Как жаль, что больше не будет школы, которая была второй семьей Галины Юрьевны. И безусловно жаль, что доброта, которая спасет мир, не спасла ее от болезни. Это жутко несправедливо и обидно до слез.
Я никогда не забуду ее голос, звонкий и очень чистый. Однажды он очень кстати прозвучал в моем телефоне, когда я карабкалась к вершине Эльбруса, выбиваясь из сил и страдая от нехватки кислорода. Мне очень нужен был повод остановиться. Ее звонок стал почти чудом.
– Знаменская, ты где? – услышала я голос Галины Юрьевны. – Жду тебя в субботу на своем юбилее. И не вздумай увильнуть, отказы не принимаются.
– Галина Юрьевна, постараюсь, но пока ползу по Эльбрусу, – ответила я. – Если выживу, увидимся.
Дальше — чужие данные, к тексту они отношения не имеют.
PR #18, opened 2021-02-20
Add Nextclade integration

### LINKED ISSUE #17: Nextclade integration
Next to the "Show samples" buttons, a new button "Show on Nextclade" should be added. On click, a new tab will be opened redirecting to Nextclade.

The following should happen in the app:

1. Create a temporary JWT token (with `/internal/create-temporary-jwt`)
2. The sequences in fasta format can be fetched with `GET /resource/sample-fasta?<params>&jwt=<temporary token>`
3. Open the following link in a new tab `https://clades.nextstrain.org/?input-fasta=<endpoint URL>`. The endpoint URL has to be encoded (-> use encodeURIComponent()).

The button should be only available for logged-in users.

chaoran-chen:
This closes #17.

### DIFF
--- a/src/components/InternationalComparison.tsx
+++ b/src/components/InternationalComparison.tsx
@@ -7,6 +7,8 @@ import { VariantInternationalComparisonPlotWidget } from '../widgets/VariantInte
 import { DistributionType, getVariantDistributionData } from '../services/api';
 import { Country, InternationalTimeDistributionEntry, Variant } from '../services/api-types';
 import { getSamplePageLink } from '../pages/SamplePage';
+import { AccountService } from '../services/AccountService';
+import { NextcladeService } from '../services/NextcladeService';
 
 interface Props {
   country?: Country;
@@ -84,6 +86,16 @@ export const InternationalComparison = ({ country, matchPercentage, variant }: P
       <div style={{ display: 'flex' }}>
         <h3 style={{ flexGrow: 1 }}>{variant.name ?? 'Unnamed Variant'} - International Comparison</h3>
         <div>
+          {AccountService.isLoggedIn() && (
+            <Button
+              onClick={() => NextcladeService.showVariantOnNextclade(variant, matchPercentage, undefined)}
+              variant='outline-dark'
+              size='sm'
+              className='mr-2'
+            >
+              Show on Nextclade
+            </Button>
+          )}
           <Link to={getSamplePageLink({ mutations: variant.mutations, matchPercentage })}>
             <Button variant='outline-dark' size='sm'>
               Show all samples
@@ -125,6 +137,18 @@ export const InternationalComparison = ({ country, matchPercentage, variant }: P
                     <td>{c.first.yearWeek}</td>
                     <td>{c.last.yearWeek}</td>
                     <td>
+                      {AccountService.isLoggedIn() && (
+                        <Button
+                          onClick={() =>
+                            NextcladeService.showVariantOnNextclade(variant, matchPercentage, c.country)
+                          }
+                          variant='outline-dark'
+                          size='sm'
+                          className='mr-2'
+                        >
+                          Show on Nextclade
+                        </Button>
+                      )}
                       <Link
                         to={getSamplePageLink({
                           mutations: variant.mutations,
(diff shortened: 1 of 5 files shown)


tehwalris (changes requested):
I have tested this and it seems to work fine, including loading in Nextclade. I had to disable mixed content blocking (HTTP/HTTPS) in Chrome, but this won't be an issue once we have the public server with HTTPS.

However I looked at the changed code, including the new API endpoints, and noticed that there's a security issue. If you get access to a Nextclade link, you can abuse it to make **any** private requests to our API **forever**. I understand that ability to make any request with this JWT is probably intentional and simplifies the implementation. I think that the "forever" part was not intentional though:

The API changes added the `/internal/create-temporary-jwt` endpoint, which gives you a JWT token with a short expiry. You need to be logged in (have a valid JWT token) to access this endpoint. The problem is that the `/internal/create-temporary-jwt` can be abused to extend temporary tokens forever. You can call it with a **temporary** JWT token to get another temporary JWT token, but now with a later expiry time. If you can get a recent Nextclade link, you can extend the JWT like this, and use it to access private data (including metadata) for as long as you want.

I see a few solutions ranging from most simple (first) to most secure (last):
- _Do nothing_. I think that's not in line with our goals. We are adding logins and things to protect private data, so we should fix issues that we find with them.
- _Add a `temporary: true` field to temporary JWTs and don't allow them to be used for `create-temporary-jwt`._ I can't estimate how hard this will be in Spring, but it's probably reasonable. This will fix the direct problem.
- _Use JWTs to sign a specific request for a FASTA file._ Instead of issuing a JWT using `create-temporary-jwt` make a `/internal/create-signed-fasta-url` which takes a query (country, mutations, etc) and returns a ready URL which will give a FASTA file with no extra credentials. This would replace `getSampleFastaUrl`. However we can make this put a special JWT in the returned URL which is not bound to a user, but instead **contains** the rest of the URL. This JWT will only let you make a request with exactly the original query. This mechanism is very similar to presigned URLs in S3. This restricts the damage of a accidentally shared URL as much as possible.

I hope my security concerns are reasonable, but please tell me if this is the wrong level of caution for this project.

src/components/InternationalComparison.tsx
```diff
@@ -84,6 +86,16 @@ export const InternationalComparison = ({ country, matchPercentage, variant }: P
       <div style={{ display: 'flex' }}>
         <h3 style={{ flexGrow: 1 }}>{variant.name ?? 'Unnamed Variant'} - International Comparison</h3>
         <div>
+          {AccountService.isLoggedIn() && (
+            <Button
+              onClick={() => NextcladeService.showVariantOnNextclade(variant, matchPercentage, undefined)}
+              variant='outline-dark'
+              size='sm'
+              style={{ marginRight: '10px' }}
```
tehwalris: You can also use `className="mr-1"` (or `mr-2`, [see here](https://getbootstrap.com/docs/5.0/utilities/spacing/)) I know it's not much nicer, but if we switch to a Bootstrap theme with different spacing, then the spacing that these utility classes make will adjust automatically.

chaoran-chen:
Hi @tehwalris, thanks for bringing this up! I've now restricted a temporary token to a single endpoint that has to be defined during its creation. See: https://github.com/cevo-public/cov-spectrum-server/commit/5f5039bb4ff7d4fd2da240b34bf90de578fb07eb

(I initially had only some complicated approaches in mind to implement temporary tokens with limited scope but your third suggestion inspired me.)

tehwalris (approved):
@chaoran-chen I looked at the server changes and I think the solution you've chosen solves the problem well. I haven't tested that it prevents calling `create-temporary-jwt` because I think that the server is not up to date yet. I assume you've tested it though, so from my side it's fine to merge.

A suggestion for a minor server change: I think it would be good to make `restrictionEndpoint` required. There is no use case for a temporary token with no restrictions, right? This would prevent us from accidentally creating one in the future.

chaoran-chen:
Oh, that's a documentation mistake. It is already required!

Only a token with `restrictionEndpoint=/internal/create-temporary-jwt` can be used to create new tokens.

(And yes, I need to make a final change until CD really works.)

– Ну вот, стоит только слегка отвернуться, ты обязательно куда-нибудь заберешься… Веди себя хорошо, под лавины не лезь и в трещины не проваливайся. Медленно и печально спускайся с гор, ждем тебя загорелую и оголодавшую… Накормлю. Можешь привезти мне в подарок эдельвейс или рододендрон.
Эдельвейс я не привезла, не нашла его. И на юбилей к ней опоздала. Она не обиделась, но выговор сделала. Как строгий учитель нерадивому ученику. Я даже почувствовала себя тем самым «вовочкой» в ее кабинете. До сих пор помню, как она смеялась, когда я всерьез начала оправдываться. У нее действительно был потрясающий голос. Я его никогда не забуду.